The invention relates to a method and an arrangement for operating and monitoring an internal combustion engine.
The monitoring of the control of a conventional internal combustion engine on a torque basis is shown in DE-A 195 36 038 (U.S. Pat. No. 5,692,472). There, a maximum permissible torque or a maximum permissible power is determined at least on the basis of the accelerator pedal position. Further, the actual torque or the actual power of the internal combustion engine is computed in dependence upon the engine rpm, ignition angle position and load (air mass, et cetera). For monitoring, the maximum permissible value is compared to the computed actual value. Measures for fault reaction are initiated when the actual value exceeds the maximum permissible value. The measures for fault reaction comprise reducing power, for example, by cutting off the metering of fuel to the engine until the actual value again drops below the maximum permissible value.
This monitoring strategy affords a reliable and satisfactory monitoring of the control of the engine in the entire operating range. It is based, however, on the measured air mass supplied to the engine. For internal combustion engines, which are operated at least in one operating state with a lean air/fuel mixture, the torque, which is determined from the measured air mass, or the determined power does not correspond to the actual values so that the described monitoring can be utilized only to a limited extent.
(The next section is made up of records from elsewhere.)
PR #2948, opened 2026-07-15
fix: sweep the O(WAL²) per-seq is_active_seq fix-class off the cold-start path (#2938 sibling)

tya5:
**[per-PR-coder]** — the surviving O(WAL²) sibling of the #2937/#2938/#2941 chat-freeze arc, on the **cold-start** path this time.

## The defect — O(M²) before the input box appears

`AgentRegistry.restore_all` rebuilt the task-subscription registry with a **per-seq** predicate:

```python
self._task_subscriptions.replay(
    self._state_log.iter_from(0),
    is_active=lambda s: is_active_seq(self._state_log, s),   # ← called once PER WAL ENTRY
)
```

`SubscriptionRegistry.replay` (`src/reyn/task/subscription.py:87-94`) calls `is_active(seq)` once per WAL entry it iterates. Each call → `is_active_seq` → `_abandoned_intervals(_rewind_records(state_log))` → `for e in state_log.iter_from(1)` = **a full WAL re-read + `json.loads` of every line**. M entries ⇒ M full scans ⇒ **O(M²)** — on the path that runs *before* the input box appears.

**Measured growth curve** (synthetic WAL reproducing the exact call shape):

| WAL entries | time | vs. previous |
|---|---|---|
| 250 | 0.130s | — |
| 500 | 0.503s | 3.9× |
| 1000 | 1.991s | 4.0× |
| 2000 | **8.057s** | 4.0× |

8× entries → 62× time (8² = 64) = textbook quadratic. Extrapolates to **~2 min of startup stall at ~8k entries**. This repo's own WAL is 14 lines, which is exactly why it is invisible locally — it is not verifiable by timing this repo.

## The fix — the primitive already existed

`#2938` added **`build_active_predicate(state_log)`** for precisely this call shape: the `_abandoned_intervals(_rewind_records(...))` derivation depends **only** on the state_log's rewind records, never on `seq`, so it hoists out and the returned predicate is reused. #2938 applied it to the hot turn-loop caller (`Session._active_branch_history`) but **did not sweep the siblings** — that is what this PR fixes.

Semantics are identical: this is a **call-shape optimization**, not a behavior change (`build_active_predicate` ≡ `is_active_seq` pointwise, already proven by `tests/test_build_active_predicate_equivalence_2941.py`, and re-proven at this PR's call site below).

## Fix-class completeness sweep — every site enumerated

Sites found by grepping the fix class across the **whole repo** (`grep -rn "is_active_seq" src/ tests/` — inclusive pattern, no `grep -v` exclusion filter), not from the briefed line-number list.

**A note on the briefed list:** the brief pointed at `snapshot_generations.py:262 / 277 / 312 / 369 / 402`. Grep shows those are **not** `is_active_seq` callers — they are *internal* `_abandoned_intervals(_rewind_records(...))` calls inside `snapshot_generations.py` itself (`branch_ids_for`, `list_branches`, `lineage_predecessor`, `rewind`, `reconstruct`). Each already does **one** derivation per call and then applies the resulting interval list many times via `_branch_of_seq` / `_make_is_active` — i.e. they are *already* the hoisted shape and need no change. The real per-seq-in-a-loop callers live in `registry.py` and `config_generations.py`. Grep was the authority; the list was a hint. Full enumeration:

### HOISTED (per-seq call inside a loop/comprehension over many seqs)

| # | Site | Loop shape | Disposition |
|---|---|---|---|
| 1 | `registry.py::restore_all` — subscription replay | **once per WAL entry** (the reported defect) | ✅ hoisted — `is_active=build_active_predicate(self._state_log)` |
| 2 | `registry.py::_rewake_pipeline_runs` | once per pipeline run dir | ✅ hoisted above the `for run_dir` loop |
| 3 | `registry.py::list_rewind_points` | once per (agent × generation seq) | ✅ hoisted above the nested loop |
| 4 | `registry.py::_reconcile_archived_as_of_cut` | once per archived agent | ✅ hoisted above `archived.items()` |
| 5 | `registry.py::_reconcile_topologies_as_of_cut` | once per (topology × lifecycle event) | ✅ hoisted above the nested loop |
| 6 | `registry.py::_reconcile_config_as_of_cut` → `ConfigGenerationStore.latest_active` | once per (rel_path × generation seq) | ✅ hoisted; **`latest_active` signature changed** to take the predicate directly (see below) |
| 7 | `registry.py::_materialize_rewind` — 4 inner checks (`ag_created` re-materialise, `agent_seq` abandoned, `sess_seq` spawned-after-cut, `van_seq` vanished-by-cut) | once per (created-agent, agent, session) | ✅ **one** predicate hoisted to the top of the method, reused by all four |
| 8 | `pipeline_recovery.py::PipelineStateStore.latest_active` (via `latest_pipeline_state`) | once per generation seq of a run | ✅ **signature symmetrized** to take the predicate (see below) — `latest_pipeline_state` hoists `build_active_predicate` once. Initially deferred; **corrected on architect review** (rationale below). |

### LEFT AS-IS (legitimately one-shot — single seq, no loop)

| # | Site | Why the per-seq form is correct |
|---|---|---|
| 8 | `registry.py::rewind_to` (`is_active_seq(self._state_log, target_n)`) | **one-shot**: validates exactly ONE user-supplied target seq. Building a predicate to call it once is strictly equivalent work (one WAL scan either way) with no benefit. This is also why the `is_active_seq` import stays in `registry.py`. |

*(After the site-8 symmetrization there is exactly **one** deferral. Remaining `is_active_seq` grep hits across `src/` are docstring/comment references only — no call sites. Test-file hits are assertions against `is_active_seq` itself, which is unchanged, so they are untouched and green.)*

### Structural fix — both `latest_active` stores now take the predicate (sites 6 + 8)

`ConfigGenerationStore.latest_active(rel_path, state_log)` → `latest_active(rel_path, is_active)`, and `PipelineStateStore.latest_active(state_log)` → `latest_active(is_active)`.

Taking a `state_log` **forced** each store to call `is_active_seq` internally, so any caller that loops was quadratic **by construction** — a shape no caller-side hoist could fix. Taking the predicate makes the hoist the caller's obligation (documented at both sites), so the fix-class cannot silently regrow at either seam.

**Correction on architect review — the pipeline store was initially deferred, and that was wrong.** My deferral rested on a **caller census** ("one run per caller today"), not on structure. But census-based safety is precisely what failed for the config store: it was census-safe until `_reconcile_config_as_of_cut` (`registry.py:1961`) grew a rel_path loop, and the defect appeared. The API shape — not the current caller set — is what has to forbid the defect, which is the whole reason I changed the config store's signature in the first place. Leaving a self-described "mirror" asymmetric would have been the path to a **4th recurrence** of a class that has now recurred three times (#2937 → #2938 → #2948). It was also **not free today**: `_seqs()` grows with a run's generation count, so each resume was O(N_run_generations × M_WAL) — not a startup killer, but the same shape.

With both stores symmetric, "mirrors `ConfigGenerationStore.latest_active` exactly" is **true again**, so the docstrings state it plainly rather than carrying an except-signature clause. (The earlier doc-only commit `b73929cf` recorded the drift; `73e24f60` removes it.)

**Blast radius**: `latest_pipeline_state`'s own signature is **unchanged**, so both production callers (`executor.py:1587`, `pipeline_executor_driver.py:202`) and all 7 test callers are untouched. The store's only caller is that wrapper, and `PipelineStateStore` has no other construction site (verified by grep: `\.latest_active(`, `latest_pipeline_state(`, `PipelineStateStore(`). No `is_active_seq` call site remains in `pipeline_recovery.py`.

## `is_active_seq` byte-unchanged — confirmed

Per the brief, `is_active_seq` has many crash-recovery callers (`pipeline_recovery.py`, `config_generations.py`, `registry.py`) and was **not** touched. `snapshot_generations.py` is **entirely absent from this diff**:

```
$ git diff origin/main -- src/reyn/core/events/snapshot_generations.py | wc -l
0
```

So `is_active_seq` is byte-unchanged **by construction**, not merely by inspection. This PR is an ADD (`build_active_predicate` import) + call-shape change only.

### 1. Scan-count bound — the actual bug (`tests/test_restore_all_subscription_scan_bound_2944.py`, Tier 2)

A real `StateLog` **subclass** counting `iter_from` calls (a **public-method override**, not a private-state peek — mirrors `tests/test_active_branch_history_scan_bound_2941.py`). Real `AgentRegistry` + real `StateLog` + the real `checkout` primitive; no mocks.

- `test_restore_all_scan_count_independent_of_wal_size` — 30-entry vs 600-entry WAL (both with a rewind, so the abandoned-interval predicate is non-trivial) must cost the **same** number of `iter_from` calls.
- `test_restore_all_scan_count_bounded_not_proportional_to_wal_entries` — a 200-entry WAL's `restore_all` must stay under a small constant of scans.

**Strip-falsification result** (reverted the hoist locally to `is_active=lambda s: is_active_seq(self._state_log, s)`, re-ran, restored):

| | 30-entry WAL | 600-entry WAL | verdict |
|---|---|---|---|
| **pre-hoist** (per-seq `is_active_seq`) | **44** scans | **614** scans | 🔴 RED — `assert 44 == 614` |
| **post-hoist** (`build_active_predicate`) | equal | equal | 🟢 GREEN — bounded |

The call count tracks WAL size 1:1 (600 entries → 614 scans), which is the O(M) scan-count signature that makes the total work O(M²). **Both** tests flipped RED on the revert and GREEN on restore.

### 2. Equivalence (`tests/test_subscription_replay_hoist_equivalence_2944.py`, Tier 2)

Restored bindings must be **identical** under the old per-seq call shape and the new hoisted one, at the real `SubscriptionRegistry.replay` call site, with real WAL `task_subscribed`/`task_rebound` entries and the real `checkout` primitive — no mocks. Read through the **public surface** (`task_ids` / `assignee_of` / `requester_of` / `requester_kind_of`) — no private-state asserts. Scenarios: **no rewind**, **one rewind**, **nested-subsuming**, **checkout-back resurrection**.

(Pointwise `build_active_predicate ≡ is_active_seq` equivalence is already covered by #2941's `test_build_active_predicate_equivalence_2941.py`; this test covers the **wiring** at this PR's call site.)

### 3. Existing suites stay green

Full `pytest` from the repo root: **8520 passed, 20 skipped, 0 failed** — including every rewind/registry/recovery suite (`test_registry_rewind_to`, `test_config_rewind_reconcile_2405`, `test_topology_rewind_2103_piece2`, `test_agent_lifecycle_rewind_2103_s2`, `test_session_vanished_emit_2154`, `test_registry_list_rewind_points_1f`, `test_conversation_rewind_2360`, the `test_2259_*` truncation suites, `test_multi_session_restore`).

## Recovery gate (CLAUDE.md truncate-falsify) — reasoning, not omission

**N/A**, with the reasoning stated explicitly rather than omitted:

The CLAUDE.md gate binds any PR "adding recovery / reconstruction functionality (WAL-event-derived state, PITR, rewind/restore paths)" — the hazard it guards is *WAL-event-derived recovery state that isn't snapshot-backed*. This PR adds **no** recovery functionality and **no persisted state**: it is a pure call-shape optimization over an existing derivation. The reconstruction **source** is unchanged (the same `_rewind_records(state_log)` scan over the same reset-records), the **derivation** is unchanged (the same `_abandoned_intervals`), and `is_active_seq` is byte-unchanged (0-line diff, above). Truncation behavior is therefore bit-identical to `origin/main`: the reset-record's truncation-survival is already pinned by `test_conversation_rewind_2360.py` (`always_keep_kinds` protects `rewind` records so `is_active_seq` can still classify post-truncation), and this PR neither strengthens nor weakens that. Same class as **#2938**, where the architect confirmed N/A on identical grounds.

**Falsification of the N/A claim:** if this PR *did* change what survives truncation, the equivalence tests above (which exercise nested/subsuming/checkout-back reconstruction against a real `StateLog`) would have to diverge between the two call shapes. They do not.

## CI gates (all run locally, **foreground**, green)

- ✅ `ruff check src tests` — All checks passed
- ✅ `python scripts/test_tier_audit.py --strict tests/test_restore_all_subscription_scan_bound_2944.py tests/test_subscription_replay_hoist_equivalence_2944.py` — 6 inspected, 0 warnings, 0 Tier-4 errors
- ✅ `pytest` from repo root — 8520 passed, 20 skipped (re-run foreground after the symmetrization: 231s)
- ✅ `python scripts/verify_module_docstrings.py src/reyn/core/events/pipeline_recovery.py src/reyn/runtime/registry.py src/reyn/core/events/config_generations.py` — OK

## Test plan

- [x] Strip-falsify the scan-bound test (revert hoist → RED at 44 vs 614 scans; restore → GREEN) — done, numbers reported above
- [x] Full-repo grep sweep for the `is_active_seq`-per-seq fix class; every site enumerated with disposition — done, tables above (**8 hoisted/symmetrized, 1 left one-shot**; the pipeline-store deferral was corrected on architect review)
- [x] Confirm `is_active_seq` byte-unchanged (`git diff` on `snapshot_generations.py` = 0 lines) — done
- [x] All four CI gates run locally in the foreground — done, green

### DIFF
--- a/src/reyn/core/events/config_generations.py
+++ b/src/reyn/core/events/config_generations.py
@@ -16,6 +16,7 @@ from __future__ import annotations
 
 import re
 from pathlib import Path
+from typing import Callable
 
 import yaml
 
@@ -104,18 +105,29 @@ class ConfigGenerationStore:
         )
         return seq, content if isinstance(content, dict) else {}
 
-    def latest_active(self, rel_path: str, state_log: object) -> "tuple[int, dict] | None":
+    def latest_active(
+        self, rel_path: str, is_active: "Callable[[int], bool]",
+    ) -> "tuple[int, dict] | None":
         """The (seq, content) of the highest generation for `rel_path` on the ACTIVE WAL
-        branch (``is_active_seq``), or None when no active generation exists.
+        branch, or None when no active generation exists.
+
+        ``is_active`` is the caller-supplied membership predicate (``is_active_seq``'s
+        derivation is seq-independent — see ``build_active_predicate``). A caller
+        reconciling MANY rel_paths in one pass (e.g.
+        ``AgentRegistry._reconcile_config_as_of_cut``) MUST hoist ONE
+        ``build_active_predicate(state_log)`` and reuse it here per rel_path — passing
+        ``is_active_seq`` re-bound per call would re-scan the whole WAL once per
+        rel_path (the #2941 sibling quadratic-cold-start shape this signature exists to
+        prevent). A single-path caller may pass
+        ``lambda s: is_active_seq(state_log, s)`` directly.
 
         #2405: ``latest_at_or_below(cut=N)`` has the symmetric gap — post-rewind active
         generations (seq > R > N) are excluded, reverting config to as-of-N on crash
-        recovery. ``is_active_seq`` covers all three regions correctly:
-        • Pre-target (seq ≤ N): ``is_active_seq=True`` → applied.
-        • Abandoned branch (N < seq < R): ``is_active_seq=False`` → skipped.
-        • Post-rewind active (seq > R): ``is_active_seq=True`` → applied."""
-        from reyn.core.events.snapshot_generations import is_active_seq  # noqa: PLC0415
-        seqs = [s for s in self._entries().get(rel_path, ()) if is_active_seq(state_log, s)]
+        recovery. The active-branch predicate covers all three regions correctly:
+        • Pre-target (seq ≤ N): active=True → applied.
+        • Abandoned branch (N < seq < R): active=False → skipped.
+        • Post-rewind active (seq > R): active=True → applied."""
+        seqs = [s for s in self._entries().get(rel_path, ()) if is_active(s)]
         if not seqs:
             return None
         seq = seqs[-1]
--- a/src/reyn/core/events/pipeline_recovery.py
+++ b/src/reyn/core/events/pipeline_recovery.py
@@ -25,7 +25,12 @@ Two entry points:
     split ``StateLog.append``/``append_nowait`` already draws for WAL entries.
   - ``latest_pipeline_state`` — the reader seam ``resume`` calls: the latest
     generation for a run ON THE ACTIVE WAL BRANCH (``is_active_seq``), mirroring
-    ``ConfigGenerationStore.latest_active``'s semantics exactly.
+    ``ConfigGenerationStore.latest_active``'s SEMANTICS (active-branch membership,
+    latest-wins, no forward-replay) but NOT its signature: that store multiplexes
+    MANY rel_paths, so it takes a caller-hoisted ``is_active`` predicate to keep a
+    multi-path reconcile from re-scanning the WAL per path. This store is scoped to
+    ONE run (a handful of generation files, one run per caller), so there is no
+    per-path loop to hoist out of and it takes the ``state_log`` directly.
 """
 from __future__ import annotations
 
@@ -92,8 +97,17 @@ class PipelineStateStore:
 
     def latest_active(self, state_log: object) -> "tuple[int, dict] | None":
         """The (seq, content) of the highest generation on the ACTIVE WAL branch
-        (``is_active_seq``), or None if no active generation exists. Mirrors
-        ``ConfigGenerationStore.latest_active``."""
+        (``is_active_seq``), or None if no active generation exists.
+
+        Mirrors ``ConfigGenerationStore.latest_active``'s SEMANTICS (active-branch
+        membership, latest-wins, no forward-replay) but deliberately NOT its
+        signature: that store takes a caller-hoisted ``is_active`` predicate because
+        it multiplexes MANY rel_paths, so calling ``is_active_seq`` internally made a
+        multi-path reconcile re-scan the whole WAL once per path (quadratic BY
+        CONSTRUCTION — no caller-side hoist could fix it). This store is scoped to ONE
+        run: ``_seqs()`` is that run's own handful of generation files and the sole
+        caller (``latest_pipeline_state``) resolves a single run, so there is no
+        per-path loop to hoist out of and taking the ``state_log`` stays correct."""
         from reyn.core.events.snapshot_generations import is_active_seq  # noqa: PLC0415
         seqs = [s for s in self._seqs() if is_active_seq(state_log, s)]  # type: ignore[arg-type]
         if not seqs:
--- a/src/reyn/core/events/pipeline_recovery.py
+++ b/src/reyn/core/events/pipeline_recovery.py
@@ -24,20 +24,18 @@ Two entry points:
     (``state_log.submit_durable_nowait``) path, mirroring the durable/non-durable
     split ``StateLog.append``/``append_nowait`` already draws for WAL entries.
   - ``latest_pipeline_state`` — the reader seam ``resume`` calls: the latest
-    generation for a run ON THE ACTIVE WAL BRANCH (``is_active_seq``), mirroring
-    ``ConfigGenerationStore.latest_active``'s SEMANTICS (active-branch membership,
-    latest-wins, no forward-replay) but NOT its signature: that store multiplexes
-    MANY rel_paths, so it takes a caller-hoisted ``is_active`` predicate to keep a
-    multi-path reconcile from re-scanning the WAL per path. This store is scoped to
-    ONE run (a handful of generation files, one run per caller), so there is no
-    per-path loop to hoist out of and it takes the ``state_log`` directly.
+    generation for a run ON THE ACTIVE WAL BRANCH, mirroring
+    ``ConfigGenerationStore.latest_active``'s semantics exactly (active-branch
+    membership, latest-wins, no forward-replay), down to the predicate-taking
+    signature: ``PipelineStateStore.latest_active`` takes a caller-hoisted
+    ``is_active`` so no reader can re-scan the WAL once per generation seq.
 """
 from __future__ import annotations
 
 import json
 import re
 from pathlib import Path
-from typing import TYPE_CHECKING, Any
+from typing import TYPE_CHECKING, Any, Callable
 
 from reyn.core.events.config_recovery import reyn_root
 
@@ -95,21 +93,25 @@ class PipelineStateStore:
         content = json.loads(self._path_for(seq).read_text(encoding="utf-8"))
         return seq, content
 
-    def latest_active(self, state_log: object) -> "tuple[int, dict] | None":
-        """The (seq, content) of the highest generation on the ACTIVE WAL branch
-        (``is_active_seq``), or None if no active generation exists.
+    def latest_active(
+        self, is_active: "Callable[[int], bool]",
+    ) -> "tuple[int, dict] | None":
+        """The (seq, content) of the highest generation on the ACTIVE WAL branch, or
+        None if no active generation exists. Mirrors
+        ``ConfigGenerationStore.latest_active`` exactly — same active-branch
+        membership / latest-wins / no-forward-replay semantics, and the same
+        predicate-taking signature.
 
-        Mirrors ``ConfigGenerationStore.latest_active``'s SEMANTICS (active-branch
-        membership, latest-wins, no forward-replay) but deliberately NOT its
-        signature: that store takes a caller-hoisted ``is_active`` predicate because
-        it multiplexes MANY rel_paths, so calling ``is_active_seq`` internally made a
-        multi-path reconcile re-scan the whole WAL once per path (quadratic BY
-        CONSTRUCTION — no caller-side hoist could fix it). This store is scoped to ONE
-        run: ``_seqs()`` is that run's own handful of generation files and the sole
-        caller (``latest_pipeline_state``) resolves a single run, so there is no
-        per-path loop to hoist out of and taking the ``state_log`` stays correct."""
-        from reyn.core.events.snapshot_generations import is_active_seq  # noqa: PLC0415
-        seqs = [s for s in self._seqs() if is_active_seq(state_log, s)]  # type: ignore[arg-type]
+        ``is_active`` is the caller-supplied membership predicate (its derivation is
+        seq-independent — see ``build_active_predicate``). Taking a ``state_log`` here
+        would force an internal ``is_active_seq`` call per generation seq, re-scanning
+        the whole WAL each time: O(generations x WAL) per read, and quadratic BY
+        CONSTRUCTION for any caller that ever loops over runs — a shape no caller-side
+        hoist could fix. That is exactly how the config store's defect arose (it was
+        census-safe until ``AgentRegistry._reconcile_config_as_of_cut`` grew a rel_path
+        loop), so this store takes the predicate too rather than relying on today's
+        one-run-per-caller census holding forever."""
+        seqs = [s for s in self._seqs() if is_active(s)]
         if not seqs:
             return None
         seq = seqs[-1]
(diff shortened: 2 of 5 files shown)


tya5:
**[per-PR-coder]** — doc drift fixed, pushed as `b73929cf`. Non-blocking item from the lead review; co-vet can continue in parallel.

**The finding was correct and I had left a real trap.** This PR changed `ConfigGenerationStore.latest_active` to take a caller-hoisted `is_active` predicate, but `pipeline_recovery.py:28` / `:96` still claimed `PipelineStateStore.latest_active` "mirrors `ConfigGenerationStore.latest_active`'s semantics **exactly**". Since this store still takes a `state_log`, "exactly" became false the moment the signature diverged — and the failure mode is specific: a future reader sees two `latest_active` methods documented as identical, notices they aren't, and "fixes" the divergence by threading a `state_log` back into the config store — **reintroducing the by-construction quadratic this PR just removed**. The doc would have actively argued for the regression.

**What both sites now say:** the **semantics** still mirror (active-branch membership, latest-wins, no forward-replay); the **signature** deliberately does not, and why —

- `ConfigGenerationStore` multiplexes **many** rel_paths, so an internal `is_active_seq` made a multi-path reconcile re-scan the WAL once per path = quadratic **by construction** (no caller-side hoist could fix it) → it takes the predicate.
- `PipelineStateStore` is scoped to **one** run (`_seqs()` = that run's handful of generation files; sole caller `latest_pipeline_state` resolves a single run) → no per-path loop to hoist out of → `state_log` stays correct.

That is the deferral rationale from the sweep table now living **at the site it governs**, not only in this PR body — so the next reader of the divergence finds the reason without archaeology through a merged PR.

**Gates re-run in the foreground on the doc commit** (docstring-only change, but `verify_module_docstrings` covers exactly these files, so it was not assumed):
- ✅ `ruff check src tests` — All checks passed
- ✅ `python scripts/verify_module_docstrings.py src/reyn/core/events/pipeline_recovery.py src/reyn/runtime/registry.py src/reyn/core/events/config_generations.py` — OK
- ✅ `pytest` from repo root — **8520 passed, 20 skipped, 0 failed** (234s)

This is so primarily for internal combustion engines having direct injection because, in stratified operation, the detected air mass and the adjusted ignition angle are not sufficient for computing the actual torque. The injected fuel mass, which cannot be measured, here has, as with all lean-operated engines, a great effect on the torque which cannot be considered by the procedure in the state of the art. However, especially the fuel mass can be too high because of the influence of defects such as a rail pressure which is too high or an injection valve which closes too slowly so that a torque, which is too high, can occur and therefore unwanted operating states of the engine can result.
It is an object of the invention to provide measures for monitoring the control of an internal combustion engine which is operated at least in some operating states with a lean air/fuel mixture.
A procedure for controlling a direct-injection gasoline internal combustion engine is disclosed in U.S. Pat. No. 6,092,507. This engine is essentially controlled in two different modes of operation, the stratified operation and the homogeneous operation. In homogeneous operation, fuel is injected during the induction phase and the engine is throttled. In stratified operation, the injection is during the compression phase and the engine is operated without throttling.
In the homogeneous operation, a desired torque value is determined from at least the position of the accelerator pedal. This desired torque value is converted into a fuel mass to be injected. Furthermore, and proceeding from this fuel mass, a desired throttle flap angle for adjusting the air supply to the engine is determined in the sense of an adjustment of a pregiven desired value for the composition of exhaust gas. The latter does not apply to the stratified operation wherein the engine is unthrottled, that is, is operated with an open throttle flap. The homogeneous operation takes place at least in the region of higher loads; whereas, the stratified operation takes place in the region of lower loads or in the part-load region. Measures for monitoring functions of the control system are not described in the above-mentioned publication.
The solution in accordance with the invention permits an effective and adequate monitoring of the control of an internal combustion engine which is operated at least in some operating states with a lean air/fuel mixture.
Special advantages are shown with the monitoring of the function of the control of internal combustion engines having gasoline-direct injection.
It is especially advantageous that, when the engine is operated with a lean mixture in dependence upon the accelerator pedal position, a maximum permissible torque is derived above which the air supply to the engine is limited. This takes place preferably by closing the throttle flap.
It is of special advantage that only for a released accelerator pedal (that is, with the pedal position in idle), a maximum rpm is pregiven above which the air supply is limited. In this way, at least an especially critical operating state is covered by a precise and reliable fault detection so that no unwanted operating situation can develop in this operating state.
In this way, it is ensured that for switched off fuel (for example, because of a leaking injection valve), an ignitable mixture is still provided and the torque or the power is not impermissibly high. In an advantageous manner, the fresh air supply is so adjusted that, if an injection would take place, a torque would result for a stoichiometric mixture composition which leads to no impermissible vehicle reaction.
Of special advantage is, as a supplement or in the alternative to the above solution, the switchover to stoichiometric or rich operation. Then access can be made to the monitoring method known from the state of the art. In an advantageous manner, this is carried out when the accelerator pedal is released. Here too, it is advantageous when the supplied fresh air quantity is so adjusted by control of the throttle flap in dependence upon the driver input and the rpm so that an idle torque results. If the instantaneously computed torque or the instantaneously computed power exceeds, then this fault is detected and countermeasures are initiated.
In an especially advantageous manner, the maximum rpm is applied for monitoring with the pedal released and the fresh air quantity is limited. Either the metering of fuel is switched off or, in special operating states, the stoichiometric operation is initiated. The operating states are those wherein, for example, a switchoff above the rpm cannot take place because of a hot catalytic converter or for reasons of comfort, for example, in first gear. In both cases, access is made to the known monitoring method based on the determined air supply.